2005N-0279 Food Labeling; Gluten-Free Labeling of Foods; Public Meeting
FDA Comment Number : EC72
Submitter : Ms. Mary Vogenberger Date & Time: 08/19/2005 08:08:11
Organization : Ms. Mary Vogenberger
Category : Individual Consumer
Issue Areas/Comments
'Gluten-Free' on a food label should mean exactly that...100% 'Gluten-Free'. I have celiac disease. Experience has told me that in order to keep well and not sick, I absolutly cannot eat any gluten. I identify foods that do not contain gluten by educating myself, extensively reading food labels, or calling the manufacturer. When I go shoping, most of my time at the store is spent identifying foods I can eat. Even foods that I know are gluten free, I check to be sure the content has not changed. Most foods are not marked 'gluten-free' except for about 10%. Those that are marked 'gluten-free' are mostly found at health-food stores. 'Gluten-Free' printed on a product label most definitely influences my decision to purchase that product over products having the same ingredients listed, about 90% of the time. Many products that contain the same listings as 'gluten free' marked products, can still contain gluten. Ingredients listed as 'spices', 'modified food starch', 'vanilla flavoring', etc can contain gluten. Unless the product is marked 'gluten-free' I usually will not buy it.

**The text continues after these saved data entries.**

PR #686, opened 2022-08-12
feat: endpoints v2: stdlib, runtime additions

lucix-aws:
- Implements common standard-library features for endpoint v2 rules.
- Minor additions to the `Endpoint` type for future ruleset evaluation.
- Implements common-Kotlin URL parser and ipv4/v6 validation to support the endpoint stdlib.

Note that we don't implement `getAttr` here due to the way types are structured in kotlin, it's impractical to implement a scalable/maintable catch-all version of it, we will have to generate it directly into the resolver trees.


runtime/utils/common/src/aws/smithy/kotlin/runtime/util/net/Text.kt
```diff
@@ -0,0 +1,155 @@
...
+
+    for (i in 1 until length) {
+        val c = this[i]
+        if (!c.isLetterOrDigit() && c != '-') {
+            return false
+        }
+    }
+
+    return true
+}
```
ianbotsf, line 68: **Style**: Consider:

```kotlin
public fun String.isValidHostname(): Boolean =
    length in 1..63 && this[0].isLetterOrDigit() && drop(1).all { it.isLetterOrDigit() || it == '-' }
```

runtime/utils/common/src/aws/smithy/kotlin/runtime/util/net/Text.kt
```diff
@@ -0,0 +1,155 @@
...
+
+/**
+ * Validates a string as an IPv6 address according to [RFC 4291 §2.2](https://www.rfc-editor.org/rfc/rfc4291.html#section-2.2).
+ * Does NOT validate for [address prefixes (§2.3)](https://www.rfc-editor.org/rfc/rfc4291.html#section-2.3).
+ *
+ * The address MAY include a scope ID which is validated per [RFC 6874](https://www.rfc-editor.org/rfc/rfc6874).
+ */
+@InternalApi
+public fun String.isIpv6(): Boolean {
+    val components = split("%25") // delimiter and scope id are %-encoded
```
ianbotsf, line 84: **Question**: Why are delimiter and scope ID percent-encoded? Does some code handle that for us or is it some invariant of IPv6 addresses?

runtime/utils/common/src/aws/smithy/kotlin/runtime/util/net/Text.kt
```diff
@@ -0,0 +1,155 @@
...
+    val rightSegments = if (explicitSegmentGroups[1] == "") listOf() else explicitSegmentGroups[1].split(':')
+
+    val totalSegmentCount = if (rightSegments.lastOrNull()?.contains('.') == true) ipv6DualSegmentCount else ipv6StandardSegmentCount
+    val implicitSegmentCount = totalSegmentCount - leftSegments.size - rightSegments.size
+
+    return buildList {
+        addAll(leftSegments)
+        for (i in 0 until implicitSegmentCount) {
+            add("0")
+        }
```
ianbotsf, line 115: **Style**: Consider `repeat(implicitSegmentCount) { add("0") }`

runtime/utils/common/src/aws/smithy/kotlin/runtime/util/net/Text.kt
```diff
@@ -0,0 +1,155 @@
...
+        if (hostEndIndex != -1 && hostEndIndex != length) substring(hostEndIndex + 1).toInt() else null
+    )
+}
+
+/**
+ * Validates a hostname per [RFC 1123](https://www.ietf.org/rfc/rfc1123.txt).
+ */
+@InternalApi
+public fun String.isValidHostname(): Boolean {
+    if (length !in 1..63 || !this[0].isLetterOrDigit()) {
```
ianbotsf, line 56: **Question**: [RFC 1123 says that](https://www.ietf.org/rfc/rfc1123.txt#:~:text=Host%20software%20MUST%20handle%20host%20names%20of%20up%20to%2063%20characters%20and%0A%20%20%20%20%20%20SHOULD%20handle%20host%20names%20of%20up%20to%20255%20characters.):

> Host software MUST handle host names of up to 63 characters and SHOULD handle host names of up to 255 characters.

Why limit to 63 in this case?

ianbotsf (changes requested):

runtime/protocol/http-client-engines/http-client-engine-okhttp/jvm/src/aws/smithy/kotlin/runtime/http/engine/okhttp/OkHttpUtils.kt
```diff
@@ -175,3 +176,29 @@ internal class OkHttpProxySelector(
...
+            val parsedParameters = uri.query.splitAsQueryParameters()
+            parameters.appendAll(parsedParameters)
+        }
+
+        if (uri.userInfo != null && uri.userInfo.isNotBlank()) {
+            val userInfoParts = uri.userInfo.split(":")
+            val user = userInfoParts[0]
+            val pw = if (userInfoParts.size > 1) userInfoParts[1] else ""
+            userInfo = UserInfo(user, pw)
+        }
```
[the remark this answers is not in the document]
lucix-aws: You may not have noticed that this code was just relocated from elsewhere, but yeah, I can reincorporate the constructer overload I created.

runtime/utils/common/src/aws/smithy/kotlin/runtime/util/net/Text.kt
lucix-aws: Yeah, this is specified in the RFC for scope ID. https://www.rfc-editor.org/rfc/rfc4007

runtime/utils/common/src/aws/smithy/kotlin/runtime/util/net/Text.kt
lucix-aws: Yeah I noticed this. It's explicitly called out to limit to the base 63 in the endpoints2 SEP, but it's worth asking those folks why they don't want to handle the 255, so I'll do that.

runtime/protocol/http/common/src/aws/smithy/kotlin/runtime/http/endpoints/util/Util.kt
```diff
@@ -0,0 +1,74 @@
...
+}
+
+@InternalApi
+public data class Url(
+    public val scheme: String,
+    public val authority: String,
+    public val path: String,
+    public val normalizedPath: String,
+    public val isIp: Boolean,
+)
```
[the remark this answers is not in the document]
lucix-aws: I think it's semantically clearer to have a discrete type here that maps from our SDK's public URL type. That said, extension `val`s would also be great, and probably more idiomatic.

The only downside I can see from that (correct me if I'm wrong) would be that we'd technically start recomputing the extension vals whenever they were evaluated in rulesets.

eg. `isIp` is checked once in the type mapping route. As an extension, which I imagine we'd implement as `public val ... get() = ...` would then perform the check per-access.

I definitely don't want to add these properties into the main type, that would mean we'd start duplicating some information across fields.

runtime/protocol/http/common/test/aws/smithy/kotlin/runtime/http/UrlTest.kt
```diff
@@ -168,10 +171,54 @@ class UrlTest {
...
+    @Test
+    fun itParsesPathQueryFragment() =
+        testSymmetricParse("http://host/path?n=1#fragment")
+
     @Test
     fun itParsesIpv6Hosts() {
         val actual = Url.parse("http://[2001:db8::1]:80")
-        assertEquals("[2001:db8::1]", actual.host)
+        assertEquals("2001:db8::1", actual.host)
     }
```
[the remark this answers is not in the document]
lucix-aws: Yeah, this was incorrect before. The brackets aren't part of the text encoding for IPv6 addresses, they only exist in URLs to isolate the address for the purpose of parsing.

runtime/protocol/http/common/src/aws/smithy/kotlin/runtime/http/Url.kt
```diff
@@ -30,14 +31,14 @@ public data class Url(
...
+    public val encodeParameters: Boolean = true,
 ) {
     init {
         require(port in 1..65536) { "port must be in between 1 and 65536" }
     }
 
     public companion object {
-        public fun parse(url: String): Url = platformUrlParse(url)
+        public fun parse(url: String): Url = url.toUrl()
     }
```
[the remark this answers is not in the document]
lucix-aws: `String.toUrl` is package-internal, and it's just split out like this to not have that logic have to be dictated out within this `companion object` block.

runtime/utils/common/src/aws/smithy/kotlin/runtime/util/net/Text.kt
lucix-aws: It's enforced at 63 to be consistent with how Amazon (primarily S3) handles hostnames today.

runtime/protocol/http/common/src/aws/smithy/kotlin/runtime/http/endpoints/Endpoint.kt
```diff
@@ -17,6 +17,10 @@ import aws.smithy.kotlin.runtime.http.Url
 
  * @property isHostnameImmutable Flag indicating that the hostname can be modified by the SDK client.
  *
+ * @property attributes A grab-bag property map of endpoint attributes. The values here are considered unstable.
+ *
+ * @property headers A map of additional headers to be set when making calls against this endpoint.
+ *
```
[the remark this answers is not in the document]
lucix-aws: Yes.

runtime/protocol/http/common/src/aws/smithy/kotlin/runtime/http/endpoints/Endpoint.kt
```diff
@@ -17,6 +17,10 @@ import aws.smithy.kotlin.runtime.http.Url
 
  * @property isHostnameImmutable Flag indicating that the hostname can be modified by the SDK client.
  *
+ * @property attributes A grab-bag property map of endpoint attributes. The values here are considered unstable.
```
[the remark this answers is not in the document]
lucix-aws: Basically (got clarification from SEP crowd), that they are entirely arbitrary and shouldn't have any expectations placed on them (specific values being set, structure, etc.). In the future. I'll clarify this in the doc.

runtime/utils/common/src/aws/smithy/kotlin/runtime/util/net/Text.kt
ianbotsf: Okay, I see where that doc says [`%` is the delimiter between address and zone ID](https://www.rfc-editor.org/rfc/rfc4007#section-5:~:text=%60%25%27%20is%20a%20delimiter%20character%20to%20distinguish%20between%20%3Caddress%3E%20and%0A%20%20%20%20%20%20%3Czone_id%3E.) and that [such a delimiter may need special handling in URIs](https://www.rfc-editor.org/rfc/rfc4007#section-5:~:text=Also%2C%20the%20format%20for%20non%2Dglobal%20addresses%20might%20conflict%20with%20the%20URI%0A%20%20%20syntax%20%5B13%5D%2C%20since%20the%20syntax%20defines%20the%20delimiter%20character%20%28%60%25%27%29%0A%20%20%20as%20the%20escape%20character.%20%20This%20conflict%20would%20require%2C%20for%20example%2C%0A%20%20%20that%20the%20%3Czone_id%3E%20part%20for%20zone%201%20with%20the%20delimiter%20be%20represented%0A%20%20%20as%20%27%25251%27.). What I don't yet understand is what mechanism will have already percent-encoded the string?

runtime/protocol/http/common/src/aws/smithy/kotlin/runtime/http/endpoints/util/Util.kt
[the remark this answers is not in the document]
ianbotsf: How often would we be accessing these fields? Does precomputing them save us a significant amount of cycles?

runtime/protocol/http/common/src/aws/smithy/kotlin/runtime/http/endpoints/Endpoint.kt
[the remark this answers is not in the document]
ianbotsf: How would a user construct an endpoint (e.g., in their own custom endpoint provider) and fill in these values?

runtime/utils/common/src/aws/smithy/kotlin/runtime/util/net/Text.kt
lucix-aws: Ok you had me tripped up until I realized there are TWO RFCs for this behavior. I linked 4007. We're parsing zone IDs that appear in URIs which means we want to pay attention to https://datatracker.ietf.org/doc/html/rfc6874. The latter is what my code references, I inadvertently discovered and linked it when I went to respond to this question.

runtime/protocol/http/common/src/aws/smithy/kotlin/runtime/http/endpoints/Endpoint.kt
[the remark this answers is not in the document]
lucix-aws: Both it and headers are specified within results for rule evaluation.

So, for example, a ruleset might say "if parameter x is an arn, resolve to foo.com. otherwise, resolve to foobar.com, send this header, and throw this value into the property bag". The SDK implementation has to know what values to look for and how to handle them. An example of something in the AWS-specific property bag is information about signing scope.

We'll generate the code for the rulesets, but someone could obviously write their own custom one and programmatically dictate that an endpoint with some arbitrary parameters be returned in whatever case.

runtime/protocol/http/common/src/aws/smithy/kotlin/runtime/http/endpoints/util/Util.kt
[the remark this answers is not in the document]
lucix-aws: Per-request, since endpoints are now to be resolved in that way.

But, since I have ADT-ified the IP address per another suggestion above, the "repeated" check would now just be an `is` branch, instead of the address parsing we had before, so I'm more inclined to make them extensions at this point.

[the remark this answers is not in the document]
lucix-aws: I ended up not going the extension route - I noticed there would have been a conflict (the SEP specifies a scheme property, and so do we). Thought about it some more and it seems to make the most sense to keep these values discrete, considering their narrow use and similarity to our own SDK type.

runtime/protocol/http/common/test/aws/smithy/kotlin/runtime/http/UrlTest.kt
```diff
@@ -168,10 +201,60 @@ class UrlTest {
         }
     }
 
+    @Test
+    fun itParsesMinimum() =
```
aajtodd, line 205: If we are set on rolling our own URL parsing then we likely need a much more expansive test suite.

For reference here is okhttp's URL parsing tests: https://github.com/square/okhttp/blob/master/okhttp/src/jvmTest/java/okhttp3/HttpUrlTest.kt

We were relying on the JVM stdlib before so we could get away with a small set of sanity tests. Rolling our own may be the right thing to do long term for KMP but it's also something we may want to punt on until we need to pay the cost. 

My 2 cents would be to use the stdlib for now still if we can and lump this into the cost of delivering KMP rather than the cost of delivering endpoints 2.0

runtime/protocol/http/common/src/aws/smithy/kotlin/runtime/http/endpoints/util/Util.kt
```diff
@@ -0,0 +1,74 @@
+/*
+ * Copyright Amazon.com, Inc. or its affiliates. All Rights Reserved.
+ * SPDX-License-Identifier: Apache-2.0.
+ */
+package aws.smithy.kotlin.runtime.http.endpoints.util
```
aajtodd, line 5: perhaps some of this should live in `../endpoints/internal` package rather than `util` package?

runtime/protocol/http/common/src/aws/smithy/kotlin/runtime/http/endpoints/util/Util.kt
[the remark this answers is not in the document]
aajtodd: I'm not seeing a compelling reason to have a separate `Url` type here (and certainly not one named the same thing)

runtime/protocol/http/common/src/aws/smithy/kotlin/runtime/http/endpoints/Endpoint.kt
```diff
@@ -27,9 +23,52 @@ import aws.smithy.kotlin.runtime.http.Url
...
+
+    /**
+     * Flag indicating whether the hostname can be modified by the SDK client.
+     */
+    public val isHostnameImmutable: Boolean
+
+    /**
+     * A map of additional HTTP headers to be set when making calls against this endpoint.
+     */
+    public val headers: Map<String, List<String>>
```
aajtodd, line 41: question: Should we re-use our `Headers` type here or is it worthwhile to have this be a `Map`?

runtime/protocol/http/common/src/aws/smithy/kotlin/runtime/http/endpoints/Endpoint.kt
```diff
@@ -27,9 +23,52 @@ import aws.smithy.kotlin.runtime.http.Url
...
+
+    /**
+     * A grab-bag property map of endpoint attributes. The values here are only set when the endpoint returned from
+     * evaluating a ruleset.
+     */
+    @InternalApi
+    public val attributes: Map<String, Any>
```
aajtodd, line 48: We have a typed property bag [Attributes](https://github.com/awslabs/smithy-kotlin/blob/main/runtime/utils/common/src/aws/smithy/kotlin/runtime/util/Attributes.kt) already. Is there any reason to not leverage that here?

runtime/protocol/http/common/src/aws/smithy/kotlin/runtime/http/endpoints/Endpoint.kt
```diff
@@ -27,9 +23,52 @@ import aws.smithy.kotlin.runtime.http.Url
...
+    /**
+     * The base URL endpoint clients will use to make API calls to e.g. "api.myservice.com".
+     * NOTE: Only `scheme`, `port`, `host` `path`, and `parameters` are valid. Other URL elements are ignored.
+     */
+    public val uri: Url
+
+    /**
+     * Flag indicating whether the hostname can be modified by the SDK client.
+     */
+    public val isHostnameImmutable: Boolean
```
aajtodd, line 36: Could/should this just be an attribute? (We can always have it as an extension)

runtime/protocol/http/common/src/aws/smithy/kotlin/runtime/http/endpoints/Endpoint.kt
```diff
@@ -27,9 +23,52 @@ import aws.smithy.kotlin.runtime.http.Url
...
+    ) {
+        this.uri = uri
+        this.isHostnameImmutable = isHostnameImmutable
+        this.headers = headers
+        this.attributes = mapOf()
+    }
+
     public constructor(uri: String) : this(Url.parse(uri))
+    @InternalApi
+    public constructor(
```
aajtodd, line 63: why so many constructors? Seems like a single constructor that defaults hostnameImmutable/headers/attributes would suffice

runtime/protocol/http/common/src/aws/smithy/kotlin/runtime/http/endpoints/util/Util.kt
```diff
@@ -0,0 +1,74 @@
...
+
+@InternalApi
+public fun isValidHostLabel(value: String, allowSubdomains: Boolean): Boolean =
+    if (allowSubdomains) value.isValidHostname() else value.split('.').all(String::isValidHostname)
+
+@InternalApi
+public fun uriEncode(value: String): String = value.urlEncodeComponent(formUrlEncode = false)
+
+@InternalApi
+public fun booleanEquals(i: Boolean, j: Boolean): Boolean = i == j
```
aajtodd, line 39: where is this used? Could probably be `inline` (in fact several of these could be)

runtime/protocol/http/common/src/aws/smithy/kotlin/runtime/http/endpoints/util/Util.kt
```diff
@@ -0,0 +1,74 @@
...
+
+import aws.smithy.kotlin.runtime.util.InternalApi
+import aws.smithy.kotlin.runtime.util.net.Host
+import aws.smithy.kotlin.runtime.util.net.isIpv6
+import aws.smithy.kotlin.runtime.util.net.isValidHostname
+import aws.smithy.kotlin.runtime.util.text.ensureSuffix
+import aws.smithy.kotlin.runtime.util.text.urlEncodeComponent
+
+@InternalApi
+public fun isSet(value: Any?): Boolean = value != null
```
aajtodd, line 15: I'm assuming these are endpoint stdlib functions we are providing? 

If so I'd suggest adding some documentation to that effect so that we can at least mentally grok this belongs to an SEP. I'd also suggest  moving these out of a generic `Util` and into something like `Runtime` or `Functions` or whatever makes sense to match SEP verbiage.

runtime/utils/common/src/aws/smithy/kotlin/runtime/util/net/Host.kt
```diff
@@ -0,0 +1,47 @@
+/*
+ * Copyright Amazon.com, Inc. or its affiliates. All Rights Reserved.
+ * SPDX-License-Identifier: Apache-2.0.
+ */
+package aws.smithy.kotlin.runtime.util.net
+
+/**
+ * A [Host] represents a parsed internet host. This may be an internet address (IPv4, IPv6) or a domain name.
+ */
+public sealed class Host {
```
aajtodd, line 10: I'm not 100% certain I agree an ADT is better here but I can understand the desire. Curious if there was discussion on this and the tradeoffs?

runtime/protocol/http/common/src/aws/smithy/kotlin/runtime/http/endpoints/Endpoint.kt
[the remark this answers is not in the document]
aajtodd: I was going to comment on the other PR but I was wondering if the addition of a property bag means we can get rid of `AwsEndpoint` and `AwsEndpointResolver`? IIRC the only difference on the endpoint type is the credential scope. It seems worthwhile to see if there is a path to simplify and have `smithy-kotlin` endpoint and endpoint resolver be able to handle AWS use case.

runtime/protocol/http/common/src/aws/smithy/kotlin/runtime/http/endpoints/Endpoint.kt
```diff
@@ -31,11 +23,52 @@ import aws.smithy.kotlin.runtime.http.Url
  * is expected to be mutable and the client cannot modify the endpoint correctly, the operation
  * will likely fail.
  */
-public data class Endpoint(
-    public val uri: Url,
-    public val isHostnameImmutable: Boolean = false,
-    public val attributes: Map<String, Any> = mapOf(),
-    public val headers: Map<String, List<String>> = mapOf(),
-) {
+public class Endpoint {
```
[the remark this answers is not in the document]
aajtodd: Yeah seems like data class would still be preferrable unless I'm missing something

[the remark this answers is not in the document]
lucix-aws: Yeah - fixed this.

runtime/protocol/http/common/src/aws/smithy/kotlin/runtime/http/endpoints/Endpoint.kt
lucix-aws: The typing here was dictated by the SEP, but it's probably acceptable (and preferred) to deviate from strictness in the interest of being more idiomatic, assuming that functionally they're the same (which they are).

runtime/protocol/http/common/src/aws/smithy/kotlin/runtime/http/endpoints/Endpoint.kt
lucix-aws: Same comment as in `headers`.

runtime/protocol/http/common/src/aws/smithy/kotlin/runtime/http/endpoints/Endpoint.kt
lucix-aws: This wasn't a new field, it just looked that way because I changed the Endpoint to non-data class, that's since been reverted.

runtime/protocol/http/common/src/aws/smithy/kotlin/runtime/http/endpoints/Endpoint.kt
lucix-aws: Fixed by reverting to ADT.

runtime/protocol/http/common/src/aws/smithy/kotlin/runtime/http/endpoints/util/Util.kt
lucix-aws: I completely agree, but apparently the compiler doesn't like it:
`Expected performance impact from inlining is insignificant. Inlining works best for functions with parameters of functional types`.

runtime/utils/common/src/aws/smithy/kotlin/runtime/util/net/Host.kt
lucix-aws: Yeah, so basically, the semantics I originally had was you'd have a string and then you could call `isIpv4` / `isIpv6` to figure out what it was.

The ADT was Ian's suggestion further up, which I went with because I'm a strong proponent of assigning explicitness to things where we can (as opposed to having a contextless string that you have to sniff the format to determine what it is).

The only _real_ downside I see is it's a bit more effort to work with the value (in that you have to wrap/unwrap from/to string).

runtime/protocol/http/common/src/aws/smithy/kotlin/runtime/http/endpoints/Endpoint.kt
aajtodd: I think I'm ok either way TBH, was just bringing up the question. If the SEP dictates a map type there may be good reason to not deviate then. Not sure

runtime/protocol/http/common/src/aws/smithy/kotlin/runtime/http/endpoints/util/Util.kt
aajtodd: My next question was going to be do some of these _need_ to be actual functions or can they be dealt with in codegen directly?

runtime/utils/common/src/aws/smithy/kotlin/runtime/util/net/Host.kt
aajtodd: Ok. Yeah I don't have a super strong opinion either way. I suppose since we have a constructor for a `Url` from string directly and `Host.parse()` that those should be sufficient.

runtime/protocol/http/common/src/aws/smithy/kotlin/runtime/http/endpoints/Endpoint.kt
aajtodd: Yeah in this case is there any reason to not use `Attributes` directly though? It's effectively the same thing except it's a typed property bag rather than untyped. I care less about headers than I do this I think 🤔

runtime/protocol/http/common/src/aws/smithy/kotlin/runtime/http/endpoints/Endpoint.kt
aajtodd: Right yeah no what I was suggesting/wondering is if we have this new `attributes` field (especially if it's our typed property bag) we could just make this an attribute rather than an explicit field. 

e.g.



```kotlin
data class Endpoint(val url: Url, val attributes: Attributes = ...)

val Endpoint.isHostNameImmutable: Boolean
    get() = attributes[EndpointImmutable] ?: false

```

It's fine as is too I was just wondering how much we can shove into the property bag since that's effectively what this is, an attribute of the endpoint.

ianbotsf (approved):

runtime/protocol/http/common/src/aws/smithy/kotlin/runtime/http/QueryParameters.kt
```diff
@@ -49,6 +49,8 @@ public fun Map<String, String>.toQueryParameters(): QueryParameters {
 
 private class QueryParametersImpl(values: Map<String, List<String>> = emptyMap()) : QueryParameters, StringValuesMapImpl(true, values) {
     override fun toString(): String = "QueryParameters ${entries()}"
+
+    override fun equals(other: Any?): Boolean = other is QueryParametersImpl && entries() == other.entries()
```
ianbotsf, line 53: **Question**: Why require `other` to be `QueryParametersImpl` vs `QueryParameters`? This means that the following code will fail but believe we'd want it to succeed:

```kotlin
val expected = QueryParameters.Empty
val actual = QueryParameters { }
assertEquals(expected, actual)
```

runtime/protocol/http/common/src/aws/smithy/kotlin/runtime/http/endpoints/functions/Functions.kt
```diff
@@ -2,7 +2,10 @@
  * Copyright Amazon.com, Inc. or its affiliates. All Rights Reserved.
  * SPDX-License-Identifier: Apache-2.0.
  */
-package aws.smithy.kotlin.runtime.http.endpoints.util
+/**
+ * This package implements common standard library functions used by endpoint resolvers.
+ */
+package aws.smithy.kotlin.runtime.http.endpoints.functions
```
ianbotsf, line 8: **Comment**: I don't believe this actually applies KDoc to the package. See https://kotlinlang.org/docs/kotlin-doc.html#module-and-package-documentation for more detail. I suggest you either:
* Move it to a separate markdown file if the intended audience is users
* Change this to a non-doc comment if the intended audience is only SDK code authors
* Delete it if this package doesn't warrant its own documentation

runtime/utils/common/src/aws/smithy/kotlin/runtime/util/Attributes.kt
```diff
@@ -123,4 +123,7 @@ private class AttributesImpl : Attributes {
 
     override val keys: Set<AttributeKey<*>>
         get() = map.keys
+
+    override fun equals(other: Any?): Boolean =
+        other is AttributesImpl && map == other.map
```
ianbotsf, line 128: **Question**: Same question above about checking specific implementations vs the interface.

runtime/protocol/http/common/src/aws/smithy/kotlin/runtime/http/endpoints/Endpoint.kt
```diff
@@ -27,9 +35,18 @@ import aws.smithy.kotlin.runtime.http.Url
  * is expected to be mutable and the client cannot modify the endpoint correctly, the operation
  * will likely fail.
  */
-public data class Endpoint(
+public data class Endpoint @InternalApi constructor(
```
aajtodd, line 38: why is this constructor internal and why do we still need the constructor on L47?

runtime/protocol/http/common/src/aws/smithy/kotlin/runtime/http/endpoints/functions/Functions.kt
```diff
@@ -0,0 +1,62 @@
...
+        scheme = sdkUrl.scheme.protocolName,
+        authority,
+        path = sdkUrl.path,
+        normalizedPath = sdkUrl.path.ensureSuffix("/"),
+        isIp = sdkUrl.host is Host.IPv4 || sdkUrl.host is Host.IPv6,
+    )
+}
+
+@InternalApi
+public data class Url(
```
aajtodd, line 56: Why do we need this type as opposed to re-using our existing `Url` type? If there is a reason is there a better name for this thing that makes it less ambiguous?

runtime/protocol/http/common/src/aws/smithy/kotlin/runtime/http/QueryParameters.kt
```diff
@@ -49,6 +49,8 @@ public fun Map<String, String>.toQueryParameters(): QueryParameters {
 
 private class QueryParametersImpl(values: Map<String, List<String>> = emptyMap()) : QueryParameters, StringValuesMapImpl(true, values) {
     override fun toString(): String = "QueryParameters ${entries()}"
+
+    override fun equals(other: Any?): Boolean = other is QueryParameters && entries() == other.entries()
```
aajtodd, line 53: why are we defining equality for this? I'm not sure this does what we expect since query params can use an internal case insensitive map that _does not_ keep the uses the original given key when returning the entry set.

runtime/utils/common/src/aws/smithy/kotlin/runtime/util/Attributes.kt
```diff
@@ -123,4 +123,12 @@ private class AttributesImpl : Attributes {
 
     override val keys: Set<AttributeKey<*>>
         get() = map.keys
+
+    override fun equals(other: Any?): Boolean =
```
aajtodd, line 127: same question, why define equality for this? What does it mean to have equality on a property bag of arbitrary values (that may not have meaningful equality defined).

runtime/protocol/http/common/src/aws/smithy/kotlin/runtime/http/QueryParameters.kt
lucix-aws: It was added to support the `assertEquals` checks in the new parser test (to check equality on a full URL). The alternative would be to inspect individual members in those tests (or adjust the equality check if we want it and feel this implementation isn't adequate).

runtime/protocol/http/common/src/aws/smithy/kotlin/runtime/http/endpoints/Endpoint.kt
lucix-aws: Callers (people writing endpoint resolvers of their own) aren't allowed to directly manipulate the properties field. This is SEP-dictated. There's been a LOT of discussion around this field internally, we can discuss further.

runtime/protocol/http/common/src/aws/smithy/kotlin/runtime/http/util/StringValuesMap.kt
```diff
@@ -81,6 +81,22 @@ internal open class StringValuesMapImpl(
     override fun contains(name: String, value: String): Boolean = getAll(name)?.contains(value) ?: false
 
     override fun isEmpty(): Boolean = values.isEmpty()
+
+    override fun equals(other: Any?): Boolean =
+        other is StringValuesMap && names().size == other.names().size &&
+            names().all {
```
aajtodd, line 87: I think this can be simplified to:

```kotlin
other is StringValuesMap && 
     names().size == other.names().size && 
     names().all { getAll(it) == other.getAll(it) }
```

if it's a case insensitive map then the [get implementation](https://github.com/awslabs/smithy-kotlin/blob/8d17f0666d9bec313d60838e8e00bdef950f7a13/runtime/protocol/http/common/src/aws/smithy/kotlin/runtime/http/util/CaseInsensitiveMap.kt#L33) takes care of that

aajtodd (approved):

If I do buy a product that is not marked 'gluten-free', that to me is questonable, I always call the manufacturer to verify that it does not contain gluten. If it is not gluten free I throw it out. Celiacs have to be very cautious in what they eat, to avoid sickness, and a host of other complications. Anemia, nutritional deficiencies, intestinal lymphoma, to name a few, can occur to celiacs from not adhearing to a strict gluten-free diet. Even cross contamination can be a problem with celiacs, if gluten-free products are manufactured in the same plant as gluten containing products. Thus, manditory labeling of ingredients containing gluten and labeling of 'gluten-free' products could help and I think save many people from sickness. At least 1 out of 122 people in the US have celiac disease, which is a big percentage of our population. A good 'Food Allergen Labeling & Consumer Protection Act' is very much needed in this country not only for those with celiac disease, but people with other allergies, sensitivities and intolerances. I commend the FDA for undertaking to put such a regulation in place.